» **TASK STATEMENT**: Out of the records below, copy all lines in which the word "into" occurs.

» **MATERIAL PROVIDED**:
Issue #57, opened 2022-09-09
Allow to select the region


arein:
We are regionalizing. By default the web-examples should connect to `relay.walletconnect.com` or `staging.relay.walletconnect.com` for lower environments.

In order to properly test x-region scenarios we need to select the regionalized endpoint.

So add a way to select between:
* `us-east-1.relay.walletconnect.com`
* `eu-central-1.relay.walletconnect.com`
* `ap-southeast-east-1.relay.walletconnect.com`
or for staging:
* `us-east-1.staging.relay.walletconnect.com`
* `eu-central-1.staging.relay.walletconnect.com`
* `ap-southeast-east-1.staging.relay.walletconnect.com`

See https://github.com/WalletConnect/rs-relay/issues/302 for more info

PR #58, opened 2022-09-12
Feat/region relayer dropdown

crypblizz8:
**Overview**
- Worked on adding a DropDown menu for regions and selecting different relayers
- As per #57 
- [Loom Recording](https://www.loom.com/share/f22c2ccd23ff4dcc92238a61f34b6e03)

**_Note_**
As the new relayers go live (~ Wednesday), they should function to resolve the new createClient() result when live. Hence the Draft PR.

**Process**
- Understanding `ClientContext.tsx `&` Index.tsx`
- Added `regionRelayer` and `setRegionRelayer` state into the UseMemo + Interface
- Add a condition if the Relayer changes from the `DEFAULT_RELAY_URL`, a new `createClient()` will be instantiated
- Work on a new Component called `Dropdown.tsx`
- Used React-Select to make it easier to not build out from scratch. If it is preferred to not use libraries and more vanilla, I can re-create it.

**How to Reproduce**
- Use this branch + do a clean `npm i`
- Add the standard Project id details as outlined in the ReadME file
- `Yarn dev`
- Check the console logs for the correct RELAYERS have been instantiated.


arein (approved):
LGTM! Thank you! :)

dapps/react-dapp-v2/src/constants/default.ts
```diff
@@ -25,7 +25,7 @@ export const DEFAULT_TEST_CHAINS = [
 export const DEFAULT_CHAINS = [...DEFAULT_MAIN_CHAINS, ...DEFAULT_TEST_CHAINS];
 
 export const DEFAULT_PROJECT_ID = process.env.NEXT_PUBLIC_PROJECT_ID;
-export const DEFAULT_RELAY_URL = process.env.NEXT_PUBLIC_RELAY_URL;
+export const DEFAULT_RELAY_URL = process.env.NEXT_PUBLIC_RELAY_URL; // set a conditional here ...
```
bkrem, line 28: Is the comment still relevant? If so could you expand a bit on what your thinking was here so I get it :)

dapps/react-dapp-v2/src/contexts/ClientContext.tsx
```diff
@@ -230,15 +236,16 @@ export function ClientContextProvider({
...
         logger: DEFAULT_LOGGER,
-        relayUrl: DEFAULT_RELAY_URL,
+        relayUrl: relayerRegion, // How do we change here // Shoudl be relayerRegion
         projectId: DEFAULT_PROJECT_ID,
         metadata: getAppMetadata() || DEFAULT_APP_METADATA,
       });
 
       console.log("CREATED CLIENT: ", _client);
+      console.log("relayerRegion ", relayerRegion);
+      // console.log("CLIENT RELAYER: ", _client?.opts?.relayUrl);
```
bkrem, line 248: Unless definitely needed at a later point:

```suggestion

```

bkrem (approved):
Looking good, thanks for tackling this on day 1! 🙌  Also loving that you included a demo vid for a small feature like this 💯 

The preview build for `react-dapp-v2` seems to be failing on a TS issue (see [here](https://vercel.com/walletconnect/react-dapp-v2/4hrES9kkpKXyvpR6cdzGXf5NDLsd), or in the Vercel bot comment above).

Once that's resolved we should be all good to go 🚢

dapps/react-dapp-v2/src/constants/default.ts
crypblizz8: Removed~!

dapps/react-dapp-v2/src/contexts/ClientContext.tsx
crypblizz8: Removed~!

crypblizz8:
Rewrote in Select Component instead of using a library

[Loom Video of the latest:  ](https://www.loom.com/share/5e0dfe988ad14f02ba4b6f4b4f078bf9)

AsiaPacific seems to still not be running though.

chadyj:
Passing on the UX feedback from Slack.

Since this web example is public facing, and this region feature is an internal feature could we change the UI to cater to the main audience better?  Also, on mobile the drop down pushes the main functionality further down, and implies a selection needs to be made.

Screenshot 2022-09-14 at 09 56 05


A simple suggestion is move it to the bottom.  Or move to the bottom, and hide it in a "Options" icon or something similar. In most cases this setting never needs to be changed, so it can be hidden/de-ephemphasied in the UI. 

Also for the staging version, are staging relays being used?

crypblizz8:
@chadyj great suggestion, have amended + added to the bottom in a settings button. If more styles is required, let me know! CC @arein 

[Loom Video](https://www.loom.com/share/a8213e6782b442d3ad4e7297287d76fa)

chadyj:
Looks groovy thanks @crypblizz8

dapps/react-dapp-v2/src/contexts/ClientContext.tsx
```diff
@@ -70,10 +70,16 @@ export function ClientContextProvider({
   const [solanaPublicKeys, setSolanaPublicKeys] =
     useState<Record<string, PublicKey>>();
   const [chains, setChains] = useState<string[]>([]);
+  // const [relayerRegion, setRelayerRegion] = useState<string>(DEFAULT_RELAY_URL);
```
arein: cruft?

arein (approved):

PR #71, opened 2022-11-01
fix(wallet): NEXT_PUBLIC_RELAY_URL reference

hanwong:
fix name NEXT_PUBLIC_RELAY_URL


bkrem (approved):
Great catch, thank you! 💯

PR #77, opened 2022-11-14
refactor(polkadot): replace scale encoded tx with JSON payload

hamidra:
The previous Polkadot example was using a hex representation of the [SCALE](https://docs.substrate.io/reference/scale-codec/) encoded payload of the transaction. 
These changes will add the JSON payload validation to the wallet and uses a JSON payload to submit Polkadot transactions, which is a closer representation of what actually happens in the wallets and dapps.


wallets/react-wallet-v2/src/utils/PolkadotWalletUtil.ts
```diff
@@ -11,6 +12,14 @@ let address2: string
 /**
  * Utilities
  */
+export function getPolkadotWallets(address: string) {
+  Object.entries(polkadotWallets)
```
bkrem, line 16: This expression isn't assigned/seems to duplicate the line below

wallets/react-wallet-v2/src/utils/PolkadotRequestHandlerUtil.ts
```diff
@@ -10,15 +10,20 @@ export async function approvePolkadotRequest(
 ) {
   const { params, id } = requestEvent
   const { request } = params
-  const wallet = polkadotWallets[getWalletAddressFromParams(polkadotAddresses, params)]
+  const address = request.params?.address
+  const wallet = getPolkadotWallets(address)
+
+  if (!wallet) {
+    throw new Error('Wallet does not exist')
```
bkrem, line 17:
```suggestion
    throw new Error('Polkadot wallet does not exist')
```

wallets/react-wallet-v2/src/utils/PolkadotRequestHandlerUtil.ts
```diff
@@ -10,15 +10,20 @@ export async function approvePolkadotRequest(
...
+  }
 
   switch (request.method) {
     case POLKADOT_SIGNING_METHODS.POLKADOT_SIGN_MESSAGE:
-      const signature = await wallet.signMessage(request.params.message)
+      const signature = await wallet?.signMessage(request.params.message)
```
bkrem, line 22: Is the optional chaining needed with the reference guard (`if (!wallet)`) above?

dapps/react-dapp-v2/src/contexts/JsonRpcContext.tsx
```diff
@@ -669,19 +688,11 @@ export function JsonRpcContextProvider({
...
-            result.signature,
-            address
-          );
-
+          
           return {
             method: DEFAULT_POLKADOT_METHODS.POLKADOT_SIGN_TRANSACTION,
             address,
-            valid,
+            valid: true,
```
bkrem, line 695: This seems like a step backwards if we're hardcoding `valid`. Is there a reason we can't use dynamic signature validation as it was?

dapps/react-dapp-v2/src/contexts/JsonRpcContext.tsx
```diff
@@ -642,18 +641,38 @@ export function JsonRpcContextProvider({
...
     testSignTransaction: _createJsonRpcRequestHandler(
       async (
         chainId: string,
         address: string
       ): Promise<IFormattedRpcResponse> => {
-        // Below example is a scale encoded payload for system.remark("this is a test wallet-connect remark") transaction.
-        // decode url: https://polkadot.js.org/apps/?rpc=wss%3A%2F%2Frpc.polkadot.io#/extrinsics/decode/0x00019074686973206973206120746573742077616c6c65742d636f6e6e6563742072656d61726b
-        const transactionPayload =
-          "0x00019074686973206973206120746573742077616c6c65742d636f6e6e6563742072656d61726b05010000222400000d00000091b171bb158e2d3848fa23a9f1c25182fb8e20313b2c1eb49219da7a70ce90c3dc1f37ce7899cf20f63f5ea343f33e9e7b229c7e245049c2a7afc236861fc8b4";
+        const transactionPayload = {
```
bkrem, line 652: Nice 🙌  thanks for adding a more human-friendly payload 😄

wallets/react-wallet-v2/src/utils/PolkadotWalletUtil.ts
hamidra: Uh. good catch!

wallets/react-wallet-v2/src/utils/PolkadotRequestHandlerUtil.ts
hamidra: right. can be removed.

dapps/react-dapp-v2/src/contexts/JsonRpcContext.tsx
hamidra: I did not want to add a dependency to Polkadot RPCs for this validation. Polkadot.js apis currently uses the RPC for validating a tx + signature but there might be still some way to just validate the signature which I need to do some research to find out. I'll send a separate PR when I find the offline signature validation.

dapps/react-dapp-v2/src/contexts/JsonRpcContext.tsx
hamidra: I did not want to add a dependency to Polkadot RPCs for this validation. Polkadot.js apis currently uses the RPC for validating a tx + signature but there might be still some way to just validate the signature which I need to do some research to find out. I'll send a separate PR when I find the offline signature validation.

dapps/react-dapp-v2/src/contexts/JsonRpcContext.tsx
hamidra: Thanks. Hopefully, this makes it easier to read the transactions, and also helps with testing 🙌

dapps/react-dapp-v2/src/contexts/JsonRpcContext.tsx
bkrem: Got it, thanks for the context 👍

bkrem (approved):

bkrem:
Thanks again for improving the polkadot reference! 🙏

PR #79, opened 2022-11-16
Use standalone modal

devceline:
# Changes
- Remove `QrView` and `qrcode` package
- Add `@web3modal/ethereum`, `@web3modal/ui` and `@web3modal/core` and use standalone modal when authenticating


IljaDaderko (commented):
Looks like explorer requests in the preview are failing. Seems they are missing projectId, maybe env var missing or something?

dapps/react-dapp-auth/package.json
```diff
@@ -13,25 +13,27 @@
     "@emotion/react": "^11.10.0",
     "@emotion/styled": "^11.10.0",
     "@walletconnect/auth-client": "2.0.4",
+    "@web3modal/core": "^2.0.0-beta.4",
```
bkrem, line 16: Lockfile diff is too big to open for me here but I suspect these are technically also at `2.2.2` in line with `standalone` below?

Could we use the explicit versions for these too instead of the stale beta prereleases to avoid possible confusion?

dapps/react-dapp-auth/pages/index.tsx
```diff
@@ -1,13 +1,32 @@
...
 import type { NextPage } from "next";
 import { useCallback, useEffect, useState } from "react";
 import DefaultView from "../views/DefaultView";
-import QrView from "../views/QrView";
 import SignedInView from "../views/SignedInView";
+import type { W3mModal } from "@web3modal/ui";
+import "@web3modal/ui";
 
-console.log(`AuthClient@${version}`);
+declare global {
```
bkrem, line 11: Think this ceremony and the explicit `w3m-modal` web component have been factored out in the meantime:

https://docs.walletconnect.com/2.0/web3modal/standalone/installation

Will defer to @0xAsimetriq here though on the details

bkrem (approved):
Thank you! 🙏

PR #86, opened 2022-11-29
Add Tron Chain to the Dapp example and wallet

myzykj:
Add Tron Chain to the Dapp example([react-dapp-v2](https://github.com/WalletConnect/web-examples/tree/main/dapps/react-dapp-v2)) and wallet([react-wallet-v2](https://github.com/WalletConnect/web-examples/tree/main/wallets/react-wallet-v2))


dapps/react-dapp-v2/src/contexts/JsonRpcContext.tsx
```diff
@@ -18,6 +18,8 @@ import {
   SystemProgram,
   Transaction as SolanaTransaction,
 } from "@solana/web3.js";
+// @ts-ignore
```
bkrem, line 21: Why is the `@ts-ignore` directive needed here?

If needed, please use `@ts-expect-error - [explanation]` so there's context and this can later be removed if no longer a TS error since `expect-error` will then flag it again.

dapps/react-dapp-v2/src/contexts/JsonRpcContext.tsx
```diff
@@ -1035,6 +1042,85 @@ export function JsonRpcContextProvider({
...
   };
 
+   // -------- TRON RPC METHODS --------
+
+  const tronRpc = {
+    testSignTransaction: _createJsonRpcRequestHandler(
+      async (chainId: string, address: string): Promise<IFormattedRpcResponse> => {
+        // Nile TestNet, if you want to use in MainNet, change the fullHost to 'https://api.trongrid.io'
+        const tronWeb = new TronWeb({
+          fullHost: 'https://nile.trongrid.io/',
```
bkrem, line 1052: If a testnet host is being hardcoded here to generate a test transaction, will this cause failures when calling this against Tron mainnet since the TX was generated for testnet?

dapps/react-dapp-v2/src/contexts/JsonRpcContext.tsx
```diff
@@ -1035,6 +1042,85 @@ export function JsonRpcContextProvider({
...
+          };
+        } catch (error: any) {
+          throw new Error(error);
+        }
+      }
+    ),
+    testSignMessage: _createJsonRpcRequestHandler(
+      async (chainId: string, address: string): Promise<IFormattedRpcResponse> => {
+
+        var message = 'TestTronString';
```
bkrem, line 1095: Code style nit: please use `let` over `var`. Looks like message is never reassigned so suggesting `const`:
```suggestion
        const message = 'This is a message to be signed for Tron';
```

wallets/react-wallet-v2/src/lib/TronLib.ts
```diff
@@ -0,0 +1,50 @@
...
+    this.privateKey = privateKey
+    this.tronWeb = new TronWeb({
+      // Nile TestNet, if you want to use in MainNet, change the fullHost to 'https://api.trongrid.io', or use tronWeb.setFullNode
+      fullHost: 'https://nile.trongrid.io/',
+      privateKey: privateKey
+    })
+  }
+
+  static async init({ privateKey }: IInitArguments) {
+    // wait till  WASM is initialized, in case it is not initialized already (WASM is required for 'sr25519').
```
bkrem, line 28: Accidental leftover comment?

wallets/react-wallet-v2/src/utils/TronWalletUtil.ts
```diff
@@ -0,0 +1,48 @@
...
+    tronWeb2 = await TronLib.init({ privateKey: '' })
+
+    const account1 = await tronWeb1.createAccount()
+    const account2 = await tronWeb2.createAccount()
+    // Don't store privateKey in local storage in a production project!
+    localStorage.setItem('TRON_PrivateKey_1', account1.privateKey)
+    localStorage.setItem('TRON_PrivateKey_2', account2.privateKey)
+  }
+
+  // @ts-ignore
```
bkrem, line 32: Context please on the `@ts-ignore` usage here/can this be avoided?

bkrem (changes requested):
Thanks for putting together this PR to add Tron @myzykj!

Some minor tweaks so far but looking good in general.

Using the example dapp and wallet together seems to work fine, but are you aware of a wallet in the wild that supports TRON that we can verify this against? 
With Solana we saw small but important differences with real world wallets (e.g. using a `UInt8Array` instead of a `base58` string to represent some data).

dapps/react-dapp-v2/src/contexts/JsonRpcContext.tsx
myzykj: use @ts-expect-error now

dapps/react-dapp-v2/src/contexts/JsonRpcContext.tsx
myzykj: check if it is testNet here:

```javascript
const fullHost = isTestnet ? "https://nile.trongrid.io/" : "https://api.trongrid.io/";
const tronWeb = new TronWeb({
          fullHost,
        })
```

dapps/react-dapp-v2/src/contexts/JsonRpcContext.tsx
myzykj: change the code as above

wallets/react-wallet-v2/src/lib/TronLib.ts
myzykj: removed the comment

wallets/react-wallet-v2/src/utils/TronWalletUtil.ts
myzykj: have removed them

dapps/react-dapp-v2/src/contexts/JsonRpcContext.tsx
bkrem: Thanks, still needs an explanation please as to why there is a TS error (i.e. `@ts-expect-error - [explanation]` as shown above)

dapps/react-dapp-v2/src/contexts/JsonRpcContext.tsx
```diff
@@ -1035,6 +1042,85 @@ export function JsonRpcContextProvider({
...
+  const tronRpc = {
+    testSignTransaction: _createJsonRpcRequestHandler(
+      async (chainId: string, address: string): Promise<IFormattedRpcResponse> => {
+        // Nile TestNet, if you want to use in MainNet, change the fullHost to 'https://api.trongrid.io'
+        const tronWeb = new TronWeb({
+          fullHost: 'https://nile.trongrid.io/',
+        })
+
+        const testTransaction = await tronWeb.transactionBuilder.triggerSmartContract(
+          'TXLAQ63Xg1NAzckPwKHvzw7CSEmLMEqcdj',
```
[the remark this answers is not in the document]
bkrem: Thanks 👍

bkrem:
Thanks for addressing the comments and sorry about the wait, was OOO yesterday so only now getting round to re-checking this.

Will do some final checks against the deployments and then should be good to go if everything works as expected 👍

dapps/react-dapp-v2/src/contexts/JsonRpcContext.tsx
myzykj: Because tronWeb doesn't support TypeScript at this moment,  so I add this in case any error

bkrem:
Getting this when trying to sign for Tron testnet:

Screenshot 2022-12-20 at 18 14 49

The Testnet field in the wallet is simply for enabling display of testnets in the list tab, not functionality. This shouldn't be a hard requirement for users to have to enable this first/it's not necessary when signing requests for any other testnet.

myzykj:
Hi @bkrem, 

I have removed the "TestNet enable" check code in the Wallet. Thank you very much.

fa05c8e

bkrem:
Thanks for addressing that @myzykj, signing seems to work as expected now 👍 

Sorry but still finding some weird edge case behaviour in the wallet implementation I didn't see beforehand.

1. Do a fresh init of the wallet (or `localStorage.clear()` in console and reload)
2. Generate URI for Tron testnet on the dapp, paste into wallet
3. Wallet shows the below, i.e. just `false` instead of the actual account selection. Accepting and trying to sign from this state also results in address being set as `false` in the request modals etc.
4. If I hard reload again and retry it works as expected. Presumably a bug in the TRON setup/initialisation.

Screenshot 2022-12-21 at 10 43 14

myzykj:
Hi @bkrem,

I have updated the wallet init function, if there is no privateKey in localStorage, will generate one and return wallet. Before, it return the wallet and generate the account.

I have tested this case now, sorry for the mistake. Thank you very much.

> 72fdf75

» **COMPLETED EXERCISE**:
- Added `regionRelayer` and `setRegionRelayer` state into the UseMemo + Interface
2. Generate URI for Tron testnet on the dapp, paste into wallet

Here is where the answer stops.